Broccoli is disk-intensive. To solve this, get an SSD.
Broccoli is processor intensive. To solve this, get a faster machine (preferably non-Windows).
Broccoli creates huge numbers of temporary files in tmp, which can slow down performance. To solve this, clean out tmp from time to time.
Broccoli is known to be inherently slow. You can find relevant questions on the broccoli site. To solve this, wait for the broccoli people to address performance issues, which is on their roadmap. Substantial improvements have already been made, so upgrade to the latest version of everything.

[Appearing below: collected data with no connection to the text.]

PR #1027, opened 2022-12-02
Should fix #2085 peer review not being notified

sfisher:
The main ones in that ticket from Jess were created in 2021 and the resource didn't have a `peer_review_end_date` filled in.

This allows notification if the `peer_review_end_date` has passed or if the `peer_review_end_date` is NULL in the database.  It still leaves the stuff about finding the CRON info in the history for finding if the last reminder is blank or if the last reminder was created more than a month ago.

So any items with blank peer_review_end_dates will be notified every month.  Does this seem like correct behavior, @ryscher ?  It seems like Jess would've like these notified, even if they have no end date.


ryscher:
Yes, this seems correct. Thanks for tracking down the issues!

Broccoli rebuilds everything over and over again, including things which did not change. To solve this, manually tweak your build process to exclude certain things and do them manually as-needed. For instance, let's say you are bringing in a 200KB external JS package via bower, and app.import'ing it in your Brocfile.js. As a temporary work-around, and to see if it makes a difference, remove that file from the Broccoli world and load it directly in index.html. The same applies to large CSS files.
Broccoli will run babel in a default installation. Babel is not that slow, but it does take time. To solve this, if you are not using ES6 syntax, remove the babel dependency.
Your virus scanner may be trying to scan the thousands of files Broccoli creates. ember-cli-windows deals with this problem only for Defender. If you are using a different anti-virus package, to solve this add your dev directory to its list of places to skip.
For your reference, I have a small Ember project I build in an Ubuntu Virtual Box VM with Windows host on a fast machine with SSD, and builds take 2-3 seconds.
You may also want to consider asking this on an ember-cli list. You could also choose a different framework that does not bake in an immature and inefficient build system.
For windows users, one will need to correctly enable symlinks. As our friends at Microsoft are actually active users of both ember and ember-cli. They have provided an addon that does exactly that.
See: http://ember-cli.com/user-guide/#windows for further details.
For all users see: https://github.com/ember-cli/ember-cli/blob/master/docs/perf-guide.md
[Update]
In the last 6 months several large performance improvements have landed, some are seeing one or two orders of magnitude improvements (obviously this depends on some factors...)
As time permits, more performance improvements are planned, one particular important one is decoupling the need to rely on symlinks or copying. Which should make our windows counterparts (and those with slower drives) quite happy.
For anyone currently feeling like they are seeing less then optimal performance, let me recommend this guide: https://github.com/ember-cli/ember-cli/blob/master/docs/perf-guide.md
Many of the recent improvements have been done in a backwards compatible way, but do require dependencies being upgraded, be sure to upgrade relevant depends, and use that guide to track down any remaining issues and report them.
Windows Subsystem Linux also appears to now work very well!
The best solution for fixing performance issues in windows is running a Ubuntu (or whatever linux you want) in a virtual machine, and running ember serve inside it, using NFS to share folders with host.
I had the exact same problem and I'm getting now sub-second building times. Tried all the solutions found here and in the internet, but without luck. I got 10x performance when I migrated to a Ubuntu VM.